It is very common for NRIs returning to India to bring foreign currency, which they do not want to convert into INR. An RFC or Resident Foreign Currency Account can be an excellent choice for such NRIs. Read this post to know more about this account.
After working for several years abroad, NRIs generally have foreign funds, such as funds from their international bank account, etc., which they bring to India while returning permanently. For many different reasons, a lot of NRIs do not want to convert these foreign funds into INR upon returning.
Needless to say, any foreign currency cannot be deposited into a standard bank account in India. To fulfil the requirements of such NRIs, banks offer RFC or Resident Foreign Currency account. Here are 5 important things that returning NRIs should know about RFC accounts-
1. What is an RFC Account?
An RFC or Resident Foreign Currency Account is a type of savings bank account that can be opened by NRIs who have returned to India permanently and want to deposit their foreign funds. With most top banks in India, the account can be maintained in USD and GBP. If the foreign funds are not in these two currencies, then they can easily be converted to USD or GBP by the bank.

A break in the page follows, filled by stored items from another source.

PR #5202, opened 2020-02-13
test rootless_storage_path from storage.conf

QiWang19:
Add test for PR https://github.com/containers/storage/pull/529
test rootless_storage_path from strorage.conf. If user configured rootless_storage_path in storage.conf, podman info should suggest the change.

can be merged after #5929

### DIFF
--- a/test/e2e/info_test.go
+++ b/test/e2e/info_test.go
@@ -1,8 +1,13 @@
 package integration
 
 import (
+	"fmt"
+	"io/ioutil"
 	"os"
+	"os/exec"
+	"path/filepath"
 
+	"github.com/containers/libpod/pkg/rootless"
 	. "github.com/containers/libpod/test/utils"
 	. "github.com/onsi/ginkgo"
 	. "github.com/onsi/gomega"
@@ -49,5 +54,42 @@ var _ = Describe("Podman Info", func() {
 		session.WaitWithDefaultTimeout()
 		Expect(session.ExitCode()).To(Equal(0))
 		Expect(session.OutputToString()).To(ContainSubstring("registry"))
+	})
+
+	It("podman info rootless storage path", func() {
+		if !rootless.IsRootless() {
+			Skip("test of rootless_storage_path is only meaningful as rootless")
+		}
+		SkipIfRemote()
+		oldHOME, hasHOME := os.LookupEnv("HOME")
+		defer func() {
+			if hasHOME {
+				os.Setenv("HOME", oldHOME)
+			} else {
+				os.Unsetenv("HOME")
+			}
+		}()
+		os.Setenv("HOME", podmanTest.TempDir)
+		configPath := filepath.Join(os.Getenv("HOME"), ".config", "containers", "storage.conf")
+		err := os.RemoveAll(filepath.Dir(configPath))
+		Expect(err).To(BeNil())
+
+		err = os.MkdirAll(filepath.Dir(configPath), os.ModePerm)
+		Expect(err).To(BeNil())
+
+		rootlessStoragePath := `"/tmp/$HOME/$USER/$UID"`
+		driver := `"overlay"`
+		storageOpt := `"/usr/bin/fuse-overlayfs"`
+		storageConf := []byte(fmt.Sprintf("[storage]\ndriver=%s\nrootless_storage_path=%s\n[storage.options]\nmount_program=%s", driver, rootlessStoragePath, storageOpt))
+		err = ioutil.WriteFile(configPath, storageConf, os.ModePerm)
+		Expect(err).To(BeNil())
+
+		expect := filepath.Join("/tmp", os.Getenv("HOME"), os.Getenv("USER"), os.Getenv("UID"))
+		podmanPath := podmanTest.PodmanTest.PodmanBinary
+		cmd := exec.Command(podmanPath, "info", "--format", "{{.Store.GraphRoot}}")
+		out, err := cmd.CombinedOutput()
+		fmt.Println(string(out))
+		Expect(err).To(BeNil())
+		Expect(string(out)).To(ContainSubstring(expect))
 	})
 })


rhatdan:
Testing for https://github.com/containers/storage/pull/529

test/e2e/info_test.go
```diff
@@ -49,4 +53,26 @@ var _ = Describe("Podman Info", func() {
...
+		cmd := exec.Command("sed", "-i", "-e", "/rootless_storage_path/d", "-e", fmt.Sprintf("/\\[storage\\]/a rootless_storage_path = %s", rootStoragePath), configPath)
+		err := cmd.Run()
+		Expect(err).To(BeNil())
+
+		expect := filepath.Join("/tmp", os.Getenv("HOME"), os.Getenv("USER"), os.Getenv("UID"))
+
+		session := podmanTest.Podman([]string{"info", "--format", "{{.store.GraphRoot}}"})
+		session.WaitWithDefaultTimeout()
+		Expect(session.ExitCode()).To(Equal(0))
+		Expect(session.OutputToString).Should(Equal(expect))
```
rhatdan: I think the check shouldbe.
Expect(session.OutputToString).To(ContainString(expect))

QiWang19: looks like this is not related. the result <func() string>: 0x1376d40 doesn't contains or equaal to <string>: /tmp/home/some11410dude/some11410dude
any other way to fix?

rhatdan:
@QiWang19 Whats the scoop on this.  Once this passes tests we can merge storage PR.

QiWang19:
```
configPath := "/etc/containers/storage.conf"
desPath := filepath.Join(podmanTest.TempDir, "storage.conf")
cmd := exec.Command("sudo", "cp", configPath, desPath)
```
the `cp` failed. I want to try the storage.conf under $HOME

rhatdan:
Remove the tmpdir stuff.  That must be the issue.

cp /etc/containers/storage.conf /etc/containers/storage.conf.test
And then copy it back.

QiWang19:
> Remove the tmpdir stuff. That must be the issue.
> 
> cp /etc/containers/storage.conf /etc/containers/storage.conf.test
> And then copy it back.

fails again, cp returns the warning 
```
We trust you have received the usual lecture from the local System
[+0440s] Administrator. It usually boils down to these three things:
[+0440s] 
[+0440s]     #1) Respect the privacy of others.
[+0440s]     #2) Think before you type.
[+0440s]     #3) With great power comes great responsibility.
[+0440s] 
[+0440s] sudo: no tty present and no askpass program specified
```

rhatdan:
@edsantiago Any way for us to run sudo from the test platform?

edsantiago:
I doubt it, but in any case I have grave reservations about that test. It is a really, really bad idea to modify system files as part of a test, and if it has to be done it should be with lots of safeguards. I can think of many better ways to implement this test but won't have time to get into it today; I've set a tickler for myself for Monday morning.

rhatdan:
We could bind mount over it, or maybe we just add an environment variable into libpod and test with that.

test/e2e/info_test.go
```diff
@@ -49,4 +53,32 @@ var _ = Describe("Podman Info", func() {
 		Expect(session.ExitCode()).To(Equal(0))
 		Expect(session.IsJSONOutputValid()).To(BeTrue())
 	})
+	It("podman info rootless storage path", func() {
+		if !rootless.IsRootless() {
+			Skip("test rootless_storage_path for rootless")
+		}
+		SkipIfRemote()
+		configPath := "/etc/containers/storage.conf"
```
edsantiago: I'm really confused. In rootless, doesn't podman use `$HOME/.config/containers/storage.conf`? Shouldn't this test be using that?

test/e2e/info_test.go
```diff
@@ -49,4 +53,32 @@ var _ = Describe("Podman Info", func() {
...
+		desPath := "/etc/containers/storage.conf.test"
+		cmd := exec.Command("sudo", "cp", configPath, desPath)
+		out, err := cmd.CombinedOutput()
+		fmt.Println(string(out))
+		Expect(err).To(BeNil())
+
+		rootStoragePath := `"/tmp/$HOME/$USER/$UID"`
```
edsantiago: Why this complicated (and unreliable) value? It's not clear to me, from the commit message nor the code, what the point of this test is. Are you testing that podman can perform environment variable interpolation in `rootless_storage_path`, or simply that it will recognize an override? If the latter, it would be much better to define `rootStoragePath := /some/randomly/generated/string` and then avoid the duplication in line 73 (setting `expect`).

test/e2e/info_test.go
```diff
@@ -49,4 +53,32 @@ var _ = Describe("Podman Info", func() {
...
+		cmd = exec.Command("sudo", "sed", "-i", "-e", "/rootless_storage_path/d", "-e", fmt.Sprintf("/\\[storage\\]/a rootless_storage_path = %s", rootStoragePath), configPath)
```
edsantiago: Again, if you're really rootless, you could just `cat` these two lines to the rootless storage.conf. (Even better: is there a command-line or envariable way to override the default `storage.conf` path? I couldn't find one)

test/e2e/info_test.go
```diff
@@ -49,4 +53,32 @@ var _ = Describe("Podman Info", func() {
...
+		Expect(err).To(BeNil())
+
+		expect := filepath.Join("/tmp", os.Getenv("HOME"), os.Getenv("USER"), os.Getenv("UID"))
+		podmanPath := podmanTest.PodmanTest.PodmanBinary
+		cmd = exec.Command(podmanPath, "info", "--format", "{{.store.GraphRoot}}")
+		out, err = cmd.Output()
+		Expect(err).To(BeNil())
+		Expect(string(out)).To(ContainSubstring(expect))
+
+		cmd = exec.Command("sudo", "cp", desPath, configPath)
```
edsantiago: I think you can and should do this test without `sudo` and especially without modifying system files. But for future reference: should you ever really need to modify a system file, this is not enough. You need to write a `restore` that is safe, robust, bulletproof - that will run even if the `Expect`s fail, if the test has an error. I don't know the Go way to do this, maybe `defer`?

test/e2e/info_test.go
QiWang19: it's testing both variable interpolation in rootless_storage_path and that rootless_storage_path override the GraphRoot value in podman.

test/e2e/info_test.go
QiWang19: I can't find that envariable. I can try to add an variable for test and use $HOME/.config/containers without sudo.

test/e2e/info_test.go
edsantiago: Ah, okay, that wasn't clear from the commit message. In that case, perhaps a good way to test both would be:
```
    path = "/tmp/$RANDOM_STRING"
    ...write that to $HOME/.config/containers/storage.conf (yes, *BEFORE* setting the string)
    putenv("RANDOM_STRING", random-string)
    ...run podman info
    ...now make sure that what you get from podman matches the interpolated $RANDOM_STRING
```

QiWang19:
tests pass. can we merge https://github.com/containers/storage/pull/529? @edsantiago @rhatdan @TomSweeneyRedHat

rhatdan:
@edsantiago the goal of rootless_storage_path is for systems that have NFS homedirs and can't run with the default storage.conf that we create in the homedir.  IE $HOME/.local/share/containers/storage will not work. 

We want to allow administrators to tell podman/buildah to create their content in /var/tmp for example. 

Imagine a university with nfs homedirs, admin could set this up and every student logging in would automatically have their first podman work rather then fail, and force every student to edit the storage.conf that was generated in the homedir

edsantiago:
@rhatdan thanks, that makes sense; but it still should be possible to test this by creating a dummy `$HOME/.config/containers/storage.conf`, no? Go initialization is weird, but I would hope that config file parsing happens before accessing storage, so this could all be tested rootless?

QiWang19:
https://github.com/containers/storage/pull/529 has merged. Do I need to keep this PR?

rhatdan:
I wish there was a way to test this.  @edsantiago Any ideas.  I think the best thing would be to add an environment variable to containers/storage to specify a different path for /etc/containers/storage.conf, then we could test this out. in Podman.  @QiWang19 Could you work on a PR to support this in container/storage.

edsantiago:
@rhatdan did my comment above not make sense? About a dummy `storage.conf` under HOME?

QiWang19:
> @rhatdan did my comment above not make sense? About a dummy `storage.conf` under HOME?

What is 'dummy storage.conf'?
copy the $HOME/.config/containers/storage.conf to another path under $HOME as dummy storage.conf , and in the test need an environment variable to specify dummy storage.conf?

QiWang19:
> @rhatdan did my comment above not make sense? About a dummy `storage.conf` under HOME?

What is 'dummy storage.conf'?
copy the $HOME/.config/containers/storage.conf to another path under $HOME as dummy storage.conf , and in the test need an environment variable to specify dummy storage.conf?

edsantiago:
I'm sorry, I guess I didn't explain myself correctly. I was proposing something like this:
```
$ rm -rf ~/.config/containers
$ mkdir ~/.config/containers
$ printf "[storage]\nrootless_storage_path=XXXXXXXXXX\n" > ~/.config/containers/storage.conf
$ run podman info, see if it took effect
```
My assumption here is that for purposes of this test, `/etc` and `$HOME` are indistinguishable, because podman initializes config settings early. That is: you do not actually need to change anything in `/etc`. This assumption may be incorrect.

rhatdan:
Sure, I guess if this works, then we could merge this PR along with a vendoring of github.com/containers/storage.

QiWang19:
tests error 
```
time="2020-02-27T16:26:22-05:00" level=error msg="'overlay' is not supported over extfs at \"/home/some14791dude/.local/share/containers/storage/overlay\""
[+0883s]       /home/some14791dude/.local/share/containers/storage
```

should the 
```
[storage]
driver="overlay"
[storage.options]
mount_program="/usr/bin/fuse-overlayfs"
```
be added to the dummy storage.conf?

edsantiago:
Why not just `driver="vfs"`? It really shouldn't matter for purposes of this test

QiWang19:
> Why not just `driver="vfs"`? It really shouldn't matter for purposes of this test

Doesn't work locally. I can try in the test.

QiWang19:
I'm vendoring a new branch https://github.com/QiWang19/storage/tree/fix_storage-path. 
The `graphroot` is empty in the dummy storage.conf, to use the `rootless_storage_path`, the variable assignment should be moved out of the `if storageOpts.GraphRoot == ""{} else {}` block. And there is a path matching issue.

QiWang19:
@rhatdan @edsantiago PTAL. Will get this in for test storage.config `rootless_storage_path` storage.config?

test/e2e/info_test.go
```diff
@@ -49,4 +54,32 @@ var _ = Describe("Podman Info", func() {
 		Expect(session.ExitCode()).To(Equal(0))
 		Expect(session.IsJSONOutputValid()).To(BeTrue())
 	})
+	It("podman info rootless storage path", func() {
+		if !rootless.IsRootless() {
+			Skip("test rootless_storage_path for rootless")
```
edsantiago, line 59: Perhaps it might be clearer to say "this test is only meaningful as rootless"

test/e2e/info_test.go
```diff
@@ -49,4 +54,32 @@ var _ = Describe("Podman Info", func() {
...
+		}
+		SkipIfRemote()
+		configPath := filepath.Join(os.Getenv("HOME"), ".config", "containers", "storage.conf")
+		err := os.RemoveAll(filepath.Dir(configPath))
```
edsantiago, line 63: This makes me uncomfortable. I think these tests run only in CI, and can't be run by developers, but if that ever changes this could be catastrophic for regular users: it would destroy their existing storage.conf.

Did you consider something such as this instead?
```
    preserved_home := getenv("HOME")
    (add magic fail-safe such that HOME is restored on exit or failure)
    setenv("HOME", random-tmpdir)
    ...then create the storage.conf, etc
```

rhatdan: Lets try that.

QiWang19: fixed

QiWang19:
@edsantiago @rhatdan PTAL.

test/e2e/info_test.go
```diff
@@ -50,4 +55,41 @@ var _ = Describe("Podman Info", func() {
...
+		err = ioutil.WriteFile(configPath, storageConf, os.ModePerm)
+		Expect(err).To(BeNil())
+
+		expect := filepath.Join("/tmp", os.Getenv("HOME"), os.Getenv("USER"), os.Getenv("UID"))
+		podmanPath := podmanTest.PodmanTest.PodmanBinary
+		cmd := exec.Command(podmanPath, "info", "--format", "{{.Store.GraphRoot}}")
+		out, err := cmd.CombinedOutput()
+		fmt.Println(string(out))
+		Expect(err).To(BeNil())
+		Expect(string(out)).To(ContainSubstring(expect))
```
edsantiago, line 93: It'd be better to compare the string exactly, not substring, but I'm OK with this as it is. Just make a note for future work: exact comparisons are better than substring.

Like most other savings accounts, an RFC account also generates interest income based on the bank you select and the balance deposited into the account.
2. How to Withdraw Funds from Your RFC Account?
Withdrawals from an RFC account can only be in INR. In other words, the foreign funds that you deposit in the RFC account will remain in the same currency only as long as you do not withdraw the funds. On withdrawal, the requested amount will be converted into INR as per the current exchange rate.
Withdrawals can either be in cash or direct deposit into any other INR account. Most banks also require the account holder to submit a copy of PAN for withdrawals above Rs. 50,000.
3. What If the RFC Account Holder Decides to Move to a Foreign Country Again?
If the RFC account holder decides to move to a foreign country and regains his/her NRI status, then the funds deposited into the account can be transferred to his/her FCNR (Foreign Currency Non-Resident) or NRE (Non-Resident External) account.
If the account holder does not have an FCNR or NRE account, then the existing RFC account can be converted into either of the two on the customer’s request. Most banks now offer this change of status facility.
4. What are the Tax Implications of an RFC Account?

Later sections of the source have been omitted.